Exothermic reactions increase the entropy of the surroundings, but they do not necessarily increase the entropy of the system. The sign of \(\Delta S_{\text{sys}}\) must be evaluated from the reaction’s physical/chemical changes.
3) Connect the entropy statement to Gibbs free energy
At constant \(T\) and \(P\), spontaneity is equivalently tested with Gibbs free energy: \[ \Delta G = \Delta H - T\Delta S_{\text{sys}} \] The criteria match: \[ \Delta G < 0 \quad \Longleftrightarrow \quad \Delta S_{\text{total}} > 0 \]
Exothermicity (\(\Delta H < 0\)) pushes \(\Delta G\) downward, favoring spontaneity, but the \( -T\Delta S_{\text{sys}}\) term can either help or oppose it depending on the sign of \(\Delta S_{\text{sys}}\).

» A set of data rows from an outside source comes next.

PR #88, opened 2021-06-28
Fix densities setup and some of the plate store observable properties

pjanik:
https://www.pivotaltracker.com/story/show/178693575

```
// Recreate platesMap to update all its observers (e.g. SortableDensities component).
this.model.platesMap = new Map(this.model.platesMap);
```

This line was causing the problem. The whole map was recreated unnecessarily and breaking some observers. This line was added to work around other issues in fact. Plate density wasn't updating its observers, as PlateStore#denisty property didn't have a default value. Once I set it to 0, this property really became observable and I could delete the problematic line.

Why initial values are necessary? I mentioned that on Slack:

If someone is using MobX + TS actively, something to watch out for (it took me hours to fix a bug caused by that):
```
class MyClass {
  @observable myProperty: number;
```
…will not work. myProperty won’t be observable even though you’ve just added the annotation. To fix it just assign a default value:
```
class MyClass {
  @observable myProperty = 0;
```
Or even:
```
class MyClass {
  @observable myProperty: number | undefined = undefined;
```
I guess under the hood annotations are transformed into something like makeObservable(<initialValue>) and obviously, it’s required for them to work. I bet TypeScript might simply strip out the whole line if there’s no initial value, as this kind of declaration useless for pure JS engine. In the end we’re ending up with a property that is not observable and won’t trigger re-renders and all the things that you expect from observable MobX properties.


knowuh (approved):
Thanks for the MobX observer lesson. 

Looks good.  Thank you

PR #90, opened 2021-06-30
Add new rock types (sandstone, shale, limestone), refactor rock properties handling and fix some smaller issues

pjanik:
The main change is that now we have 3 more rock types: sandstone, shale, limestone. They cover continents. Shale and limestone are visible only on the continental shelf.

Screenshot 2021-06-29 at 15 15 30
Screenshot 2021-06-30 at 16 09 38

Demo:
https://tectonic-explorer.concord.org/branch/178449561-new-rock-types/index.html?preset=subduction
https://tectonic-explorer.concord.org/branch/178449561-new-rock-types/index.html?preset=continentalCollision1
https://tectonic-explorer.concord.org/branch/178449561-new-rock-types/index.html?preset=islandCollision2
https://tectonic-explorer.concord.org/branch/178449561-new-rock-types/index.html?&planetWizard=true

I've updated continentalCollision1 preset - I've made continent boundaries smoother, so these new rocks can be visible there. There's also a small refactoring of rock properties, I hope it's much cleaner now. Plus one random rendering bug fix.

There's some magic related to imports... If I import `Rock` type from `./rock-properties` in `get-cross-section.ts` file, the model gets broken. There are no plates visible. If I import the same enum from `./crust`, things work fine. Absolutely weird, but that's why I'm re-exporting Rock in the `crust.ts` file. I've added a comment about it too. I hope I have more time to investigate it.


js/types.ts
```diff
@@ -1,3 +1,17 @@
+export enum Rock {
```
knowuh, line 1: I know that you are having a mystery with importing `Rock` from various places not behaving consistently.  But I think its maybe confusing that it is defined in multiple places like this. 

Maybe you forgot to get rid of this definition while you were experimenting?

knowuh (approved):
Looks good to me. 

I am intrigued by the import/export of `Rock` definitions you describe here.  Looking forward to hearing that resolution once you work it out, which I am sure you will eventually.

js/types.ts
pjanik: Right, thanks, it should not be there. But I added it to types.ts when I already had this problem and I was testing if it helps - it doesn't. I've just removed this duplicated declaration in the last commit.

knowuh: Looks good.

pjanik:
@knowuh,

> I am intrigued by the import/export of Rock definitions you describe here. Looking forward to hearing that resolution once you work it out, which I am sure you will eventually.

FYI: it was caused by circular dependencies between constants in different TS files. It somehow worked in the web browser, but it was failing in Node.js. That's how I found the problem. It's been fixed in these two commits:
- https://github.com/concord-consortium/tectonic-explorer/commit/bda5ed68f6ca89809678315b0d0b42a21a9bd36b
- https://github.com/concord-consortium/tectonic-explorer/commit/b039d2600f63473a9e6d2eeecedc0062cf958b5b

kswenson:
>FYI: it was caused by circular dependencies between constants in different TS files. It somehow worked in the web browser, but it was failing in Node.js. That's how I found the problem. It's been fixed in these two commits:

If I'm reading this right, it looks like you still have a circular dependency in the sense that `crust.ts` imports from `field.ts` and vice-versa.

pjanik:
Right, I should have been more specific. I've explained it better here:
https://github.com/concord-consortium/tectonic-explorer/pull/93#discussion_r666342802

PR #91, opened 2021-07-01
Maintenance - update THREE.js, use `pointerevents`, add new Cypress tests

pjanik:
THREE.js update was quite important, as there were some breaking changes, that also included shader code. It'll make future updates easier. I've added `pointerevents` support, as Orbit Controls from THREE.js moved to that. I had to update Cypress helper methods.

Most of the dependencies are now updated to the very last version (except for d3 libs that are now published to NPM in a silly way). 

There's also a new Cypress test that tests both interactions and actually its own dragging helpers. It was useful when I was debugging `pointerevents` issue, so I left them.

Cypress is now updated to v7.6.0, but it seems the build still randomly gets stuck and there's no output for 10mins. I'll try to investigate it more.


knowuh (approved):
Looks good

knowuh:
Code looks good, but tests are failing.

pjanik:
> Code looks good, but tests are failing.

Right, I mentioned it here:

> Cypress is now updated to v7.6.0, but it seems the build still randomly gets stuck and there's no output for 10mins. I'll try to investigate it more.

But it seems the new test had 100% failure rate on Travis, it wasn't even random. I removed it for now.

package.json
```diff
@@ -60,17 +60,17 @@
...
   },
   "devDependencies": {
     "@svgr/webpack": "^5.5.0",
-    "@types/d3-color": "^2.0.1",
+    "@types/d3-color": "^3.0.1",
     "@types/d3-hsv": "^0.1.4",
-    "@types/d3-interpolate": "^2.0.0",
-    "@types/d3-scale": "^3.2.2",
+    "@types/d3-interpolate": "^3.0.0",
+    "@types/d3-scale": "^4.0.0",
```
kswenson, line 73: Generally speaking, `@types` major version numbers track the corresponding library's major version numbers. If you're sticking with `d3-color: ^2.0.0`, for instance, you should stick with `@types/d3-color: ^2.0.0`, otherwise you run the risk of having type definitions that don't correspond to the version of the code you're using. As for the underlying issue, I've run into the published-as-ESM-modules problem with d3 and other libraries as well, and agree that it's annoying.

test/model-serialization.test.ts
```diff
@@ -22,7 +22,7 @@ function initFunc(plates: Record<number, Plate>) {
 let modelImgData: ImageData | null = null;
 
 beforeAll(done => {
-  (global as any).getModelImage("testModel.png", (imgData: ImageData) => {
+  (self as any).getModelImage("testModel.png", (imgData: ImageData) => {
```
kswenson, line 25: Having used the `(global as any)` trick in test code myself, I'm curious about the reason for this change. Is there some advantage I should be aware of?

pjanik: After I updated a bunch of dependencies, something was complaining about `global`. I don't remember now if it was ESlint or TS (or probably TS-Jest).

package.json
pjanik: Thanks, I've forgotten to revert versions of @types packages. I've just fixed that in the last commit.


Re d3, ESM and other breaking changes - I cannot count the number of times D3 libs did that to me. It's definitely the lib that I wasted the most time on trying to update versions or make them work in a new environment (ofc not in this project). With all the respect to its developers, maintainers, and their good ideas - no idea why I keep using them. :wink:

kswenson: I've also run into it with a number of Sindre Sorhus' libraries, so d3 aren't the only ones.

pjanik:
OK, it seems that these updates actually fixed the old flaky tests. Just the new one wasn't working great. Issues pointed out by Kirk are also fixed, so I'm going to merge this PR.

PR #92, opened 2021-07-02
Use rock pattern images in the cross-section view, refactor helpers related to colors

pjanik:
Live demo of the patterns:
https://tectonic-explorer.concord.org/branch/178726485-cs-patterns/index.html?preset=subduction
I’ve added a new URL param that can disable patterns and just leave updated solid colors - crossSectionPatterns=false:
https://tectonic-explorer.concord.org/branch/178726485-cs-patterns/index.html?preset=subduction&crossSectionPatterns=false
The key has been updated too. I’ve also added the green border around magma blobs. 
I've tried to clean up code related to colors and color utils (converting between all the formats used by this app).


package.json
```diff
@@ -34,7 +34,9 @@
       "<rootDir>test/setupTests.js"
     ],
     "moduleNameMapper": {
-      "\\.(css|less|scss)$": "identity-obj-proxy"
+      "\\.(css|less|scss)$": "identity-obj-proxy",
+      "\\.svg$": "<rootDir>/__mocks__/svgMock.js",
+      "\\.(jpg|jpeg|png|gif|eot|otf|webp|ttf|woff|woff2|mp4|webm|wav|mp3|m4a|aac|oga)$": "<rootDir>/__mocks__/fileMock.js"
```
kswenson, line 39: It seems that some of our projects (e.g. CLUE) use `__mocks__` consistently for this purpose, while others use `identity-object-proxy` consistently, and other use a mix of both (like this). Do you have a rule-of-thumb for when to prefer one over the other?

test/plate-division-merge.test.ts
```diff
@@ -4,8 +4,6 @@ import config from "../js/config";
 import Plate from "../js/plates-model/plate";
 import { compareModels } from "./serialization-test-helpers";
 import * as seedrandom from "../js/seedrandom";
-import dividePlate from "../js/plates-model/divide-plate";
-import Field from "../js/plates-model/field";
 
 // Increase this paramter so it uses to real-world value (setup-tests.js sets a tiny value for performance reasons).
```
kswenson, line 8:
```suggestion
// Increase this parameter so it uses to real-world value (setup-tests.js sets a tiny value for performance reasons).
```

js/colors/utils.ts
```diff
@@ -0,0 +1,22 @@
...
+
+// Color object used internally by 3D rendering. RGB values are within [0, 1] range.
+export type RGBAFloat = { r: number; g: number; b: number; a: number; };
+
+const toFloatRGB = 1 / 255;
+export function d3RGBToRGBAFloat(d3Rgb: RGBColor): RGBAFloat {
+  return { r: d3Rgb.r * toFloatRGB, g: d3Rgb.g * toFloatRGB, b: d3Rgb.b * toFloatRGB, a: d3Rgb.opacity };
+}
+
+export function cssColToRGBAFloat(cssColorSpecifier: string): RGBAFloat {
```
kswenson, line 11:
```suggestion
export function cssColorToRGBAFloat(cssColorSpecifier: string): RGBAFloat {
```
You can afford the extra two characters. 😉

kswenson (approved):
👍 Looks good -- code is definitely clearer with the changes. Just a few thoughts on naming and one refactoring suggestion that I leave to your discretion.

Also, there's one image filename with a space (`oceanic sediment.png`), which I generally try to avoid.

js/colors/rock-colors.ts
```diff
@@ -0,0 +1,104 @@
...
+};
+
+const ROCK_MAIN_COLOR_RGBA_FLOAT = (() => {
+  const result: Partial<Record<Rock, RGBAFloat>> = {};
+  Object.keys(ROCK_PATTERN).forEach((key) => {
+    const rock = key as unknown as Rock;
+    result[rock] = cssColToRGBAFloat(ROCK_PATTERN[rock].mainColor);
+  });
+  return result as Record<Rock, RGBAFloat>;
+})();
```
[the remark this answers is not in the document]
pjanik: Thanks. I tried to implement it in a suggested way in the last commit. I just didn't make fgbaFloat optional since I know it's actually always provided.

js/colors/cross-section-colors.ts
```diff
@@ -1,12 +1,17 @@
...
 export const CONTINENTAL_CRUST_COL = "#643d0c";
-export const LITHOSPHERE_COL = "#666";
-export const MANTLE_COL = "#4b1e01";
-export const SKY_COL_1 = "#4375be";
-export const SKY_COL_2 = "#c0daeb";
+
+export const LITHOSPHERE_COL = "#5e505d";
+export const MANTLE_COL = "#531a1e";
+export const SKY_COL_1 = "#4275be";
+export const SKY_COL_2 = "#bcd6e8";
```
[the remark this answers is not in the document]
pjanik: Done.

js/colors/utils.ts
```diff
@@ -0,0 +1,22 @@
...
+  return d3RGBToRGBAFloat(rgb(cssColorSpecifier));
+}
+
+export function RGBAFloatToHexNumber(rgbF: RGBAFloat): number {
+  return Math.pow(2, 16) * Math.round(rgbF.r * 255) + Math.pow(2, 8) * Math.round(rgbF.g * 255) + Math.round(rgbF.b * 255);
+}
+
+
+export function RGBAFloatToCssCol(c: RGBAFloat) {
```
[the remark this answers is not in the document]
pjanik: Fixed.

package.json
pjanik: My understanding is that they're not really interchangeable. `identity-object-proxy` works nicely with CSS modules, as all the named imports are changed to strings and we can even use that in tests. For example:
```
import css from "./styles"

<div className={css.header}>
```
becomes
```
<div className="header">
```




It be nice if it worked for other assets like images, but I've tried and it doesn't:
Screenshot 2021-07-05 at 10 34 48

I guess it's because assets use default imports. That's why I'm using custom files/svg mocks. But if there's a way to use `identity-object-proxy` for everything, I'd happy to do it.

test/plate-division-merge.test.ts
pjanik: Fixed.

js/colors/utils.ts
pjanik: Done ;)

pjanik:
@kswenson, thanks for the comments. I think I've addressed almost all of them in the last commit.

> Also, there's one image filename with a space (oceanic sediment.png), which I generally try to avoid.

Generally I agree and I wouldn't create a file with whitespace myself. But based on my previous experience, it's super practical to keep file names provided by Michael. Then, when he updates the assets, I can just copy-paste them and don't think about mapping filenames. In this particular case, adding underscore could easily be overlooked either by me or especially by some other developer who makes this update in the future. Maybe I'll ask Michael to generally avoid whitespace in filenames in the future and if he changes this one, I'll update it too. Webpack will inline it or change it to some random name anyway.

js/plates-view/planet-view.ts
```diff
@@ -7,14 +7,15 @@ import ForceArrow from "./force-arrow";
...
+import { topoColor } from "../colors/topographic-colors";
+import { RGBAFloatToHexNumber } from "../colors/utils";
 import getThreeJSRenderer from "../get-threejs-renderer";
 
 import "../../css/planet-view.less";
 
 // Mantle color is actually blue, as it's visible where two plates are diverging.
 // This crack should represent oceanic ridge.
-const MANTLE_COLOR = rgbToHex(topoColor(0.40));
+const MANTLE_COLOROR = RGBAFloatToHexNumber(topoColor(0.40));
```
kswenson, line 18:
```suggestion
const MANTLE_COLOR = RGBAFloatToHexNumber(topoColor(0.40));
```
May have overshot the mark just a smidge. :wink:

package.json
kswenson: @eireland ran into this recently in [portal-report #344](https://github.com/concord-consortium/portal-report/pull/344) where we added the
```
"\\.(jpg|jpeg|png|gif|eot|otf|webp|svg|ttf|woff|woff2|mp4|webm|wav|mp3|m4a|aac|oga)$": "identity-obj-proxy"
```
to fix an error with PNG import, but we only did it that way because that's the way the styles were being imported. In that limited case the `identity-object-proxy` seemed to work, but it sounds like that's not always the case. Given your experience it sounds like `identity-object-proxy` is preferred for styles because it works better with CSS Modules (although this is less important in projects that aren't using CSS Modules, like CLUE), while `__mocks__` is preferred for assets because it works in some situations where `identity-object-proxy` does not (although those limitations apparently don't affect all projects, e.g. portal-report). Thanks for the explanation.

kswenson (approved):
👍 Changes look good -- just one extra "OR" that snuck in. 😉

pjanik:
I've fixed MANTLE_COLOROR typo, so I'm assuming other comments are addressed and it's fine to merge. Thanks for the review!

PR #93, opened 2021-07-08
Fix circular dependencies, serialization and serialization tests, add test helpers and an example integration test

pjanik:


js/plates-model/crust.ts
```diff
@@ -1,10 +1,8 @@
 import config from "../config";
 import { random } from "../seedrandom";
-import { BASE_OCEANIC_CRUST_THICKNESS, BASE_CONTINENTAL_CRUST_THICKNESS, FieldType } from "./field";
+import { FieldType } from "./field";
```
kswenson, line 3: There still appear to be circular imports between `field.ts` and `crust.ts`.

pjanik: I think there are many circular dependencies of that type in this app (and probably most of our apps). This seems okay to me and I think it's unavoidable in some cases. Quite a common pattern here is to have reference to the parent object in the child object. While it's not perfect, it helps a lot. For example, field properties are greatly based on their parent tectonic plate properties - rotation, angular velocity, etc. In this case, we cannot avoid having `import { Plate } from "./plate"` in `field.ts` and `import { Field } from "./field"` in `plate.ts`.

The problem I was describing was a bit different. We had a set of constants A, B, C and X, Y, Z in two different files. And they're evaluated on the module load like:
```
export const A = X + Y;
export const B = Z;
```
and
```
export const X = A + B;
export const Y = X + A;
```
If it was in one file, TS would complain that some of the constants are used before they're defined. But it went unnoticed as definitions were spread between files. Also, there were some functions involved that made things even more confusing. I've fixed that by moving all the related constants and functions to one file and fixing problems detected by TS (in this commit: https://github.com/concord-consortium/tectonic-explorer/pull/93/commits/c8cace4f706965cc3999de7cf22f2361042b7cbd).

pjanik:
@kswenson, should I assume you've already reviewed it? I've forgotten to add a description, but probably the commit names are the best description, as it's a set of half-related changes.

js/plates-model/model-test-helpers.ts
```diff
@@ -0,0 +1,34 @@
...
+
+export function getField(model: Model, plateId: number, fieldId: number) {
+  return model.getPlate(plateId)?.fields.get(fieldId);
+}
+
+export function getFieldElevation(model: Model, plateId: number, fieldId: number) {
+  return getField(model, plateId, fieldId)?.elevation;
+}
+
+export function isFieldSuducting(model: Model, plateId: number, fieldId: number) {
```
kswenson, line 14:
```suggestion
export function isFieldSubducting(model: Model, plateId: number, fieldId: number) {
```

test/integration/subduction.test.ts
```diff
@@ -0,0 +1,36 @@
+import Model from "../../js/plates-model/model";
+import config from "../../js/config";
+import presets from "../../js/presets";
+import { getFieldElevation, getFieldRockLayers, runModelFor } from "../../js/plates-model/model-test-helpers";
+
+// Increase this paramter so it uses to real-world value (setup-tests.js sets a tiny value for performance reasons).
```
kswenson, line 6:
```suggestion
// Increase this parameter so it uses to real-world value (setup-tests.js sets a tiny value for performance reasons).
```

test/integration/subduction.test.ts
```diff
@@ -0,0 +1,36 @@
...
+let modelImgData: ImageData | null = null;
+
+beforeAll(done => {
+  (self as any).getModelImage("../public/" + presets.subduction.img, (imgData: ImageData) => {
+    modelImgData = imgData;
+    done();
+  });
+});
+
+test("subudction model is loaded correctly and volcanoes show up on the top plate", () => {
```
kswenson, line 18:
```suggestion
test("subduction model is loaded correctly and volcanoes show up on the top plate", () => {
```

test/serialization-test-helpers.ts
```diff
@@ -3,6 +3,28 @@ import Plate from "../js/plates-model/plate";
 import Field from "../js/plates-model/field";
 import Subplate from "../js/plates-model/subplate";
 
+// Helper that compares two provided values. When values are numeric, it uses .toBeClose assertion.
+// It handles only one level of recursion to avoid issues with circular dependencies.
+export function expectValuesToBeClose(a: any, b: any, recursive = true) {
```
kswenson, line 8: Clever!

kswenson (approved):
👍 Looks good -- just a few typos

PR #94, opened 2021-07-09
Fix model time calculations, move some of the integration tests to Cypress, add more examples

pjanik:
The first commit fixes model time calculations. I've just noticed it randomly while working on something else. The second one moves the subduction Jest test to Cypress. There are two main reasons for that:
- it works faster in Chrome / Electron
- @tejal-shah is familiar with Cypress

@tejal-shah, so you might be interested in this second commit. The easiest way to develop these tests is to:
- load one of the samples from: https://tectonic-explorer.concord.org/branch/master/index.html?samples
- then open the side menu and select "Log Field Data" interaction
- open the web browser console
- click click somewhere in the planet view to log a field data - you can check field ID, plate ID, elevation, and various properties that you might want to test against. It's pretty easy to explore that in the browser console.
- I've added helpers that should be pretty straightforward to use in `model-test-helpers.ts`. They're used in example tests too. `getField` will return an object identical to one logged by "Log Field Data".

These tests will still be pretty fragile, but less than screenshots. I'd try to mostly use assertions like "greaterThan", "closeTo", and avoid using equality check. Also, I'd try to limit the number of points/fields we check, so it's easier to update the test when necessary. I think we can add a few more and let's see how it works in practice.


kswenson (approved):
👍 Looks good -- This is causing me to reconsider the way I think about test environments. Based on my CLUE experience I had been assuming that jest == fast and cypress == slow, but this suggests that it's more about the nature of the CLUE cypress tests (e.g. visiting multiple pages) than an inherent characteristic of the cypress testing environment. I do prefer the jest expect syntax to the chai syntax, but I suppose I could learn to live with that. 😉

pjanik:
I think your assumptions are generally true. Or at least mine are the same. 😉 Cypress also seems to have a longer warmup/start time. However, these tests are untypical as they run hundreds of computationally intensive model steps. I think that Chrome is just faster than Node.js and here it starts to matter. Plus, Tejal might write some of them, so Cypress should be easier in this case. I also prefer Jest syntax, but I bet our QA team is used to Cypress and its default syntax.

tejal-shah (approved):
Thank you @piotr for sharing this example. I've approved this PR and will start writing some tests based on this hopefully sometime next week. 
In the meantime, would you be able to tell how close the closeTo() needs to be to pass?

pjanik:
> In the meantime, would you be able to tell how close the closeTo() needs to be to pass?

There's a second argument to this function that can be used to specify delta. I don't think there's one answer to that. It's up to you, range of the value you're checking, and the particular test. When I was testing elevation that ranges from 0 to 1.5 (more or less), I was using delta = 0.1. I guess I could use a bigger one too, or even stick to `greaterThan` / `lessThan`.

PR #96, opened 2021-07-14
Fix cross-section calculations

pjanik:
This PR fixes (or at least greatly improves) issues described here:
https://www.pivotaltracker.com/story/show/178804156

Changes:
1. I've improved a bit `debugCrossSection` mode to show plate number for each rock column.
2. Some of the cases I've traced were related to the fact that `.dist` property of cross-section fields was not calculated correctly (after some plate chunks got merged together). It's probably confusing, but each field has three properties: distStart, dist, and distEnd. distStart and distEnd describe how wide is a given field in the cross-section view. `dist` is something that is finally used by the rendering code. Each field is reduced to a single point, as we don't want to render columns. Insteady, we find a center of each field and connect them. So, `dist` will usually equal the center between `distStart` and `distEnd`. But the first point of a given plate will use `distStart` and the last will use `distEnd` to ensure that plate has the correct width and there are no gaps between plates.
3. Other cases causing gaps between plates were related to the fact that rendering code was not handling correctly plate chunks that were made of a single point. I've added a code that splits single point chunks into two points and that's handled correctly.

I know that get-cross-section.ts file might really hard to understand and read. The naming of various properties isn't the best for sure, and I guess I should try to simplify some logic. It took me many hours with a notebook to trace the issues described above. But at the same time, I don't want to redo this whole logic, as generally, it works and I don't see an easy way to simplify it. Also, we have the last 2 days of development time. But a bigger refactoring of this file is definitely on my to-do list during the next dev cycle.

### DIFF
--- a/js/plates-model/get-cross-section.ts
+++ b/js/plates-model/get-cross-section.ts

4) Temperature dependence summarized
| Case | \(\Delta H\) | \(\Delta S_{\text{sys}}\) | Implication for \(\Delta G = \Delta H - T\Delta S_{\text{sys}}\) | Spontaneous when |
|---|---|---|---|---|
| Exothermic, entropy increases | \(< 0\) | \(> 0\) | Both terms favor \(\Delta G < 0\) | All \(T\) (typical) |
| Exothermic, entropy decreases | \(< 0\) | \(< 0\) | Competition between \(\Delta H\) and \(+T|\Delta S_{\text{sys}}|\) | Low \(T\) |
| Endothermic, entropy increases | \(> 0\) | \(> 0\) | Competition between \(+\Delta H\) and \(-T\Delta S_{\text{sys}}\) | High \(T\) |
| Endothermic, entropy decreases | \(> 0\) | \(< 0\) | Both terms oppose \(\Delta G < 0\) | Never (at constant \(T,P\)) |
5) A visual check: exothermic does not imply the same entropy behavior
6) Final conclusion
Exothermic reactions do not automatically mean “entropy increases.” The system entropy \(\Delta S_{\text{sys}}\) may increase or decrease, while exothermicity guarantees \(\Delta S_{\text{surr}} > 0\) under constant \(T\). Spontaneity is determined by the total entropy change \(\Delta S_{\text{total}}\) or, equivalently at constant \(T,P\), by whether \(\Delta G = \Delta H - T\Delta S_{\text{sys}}\) is negative.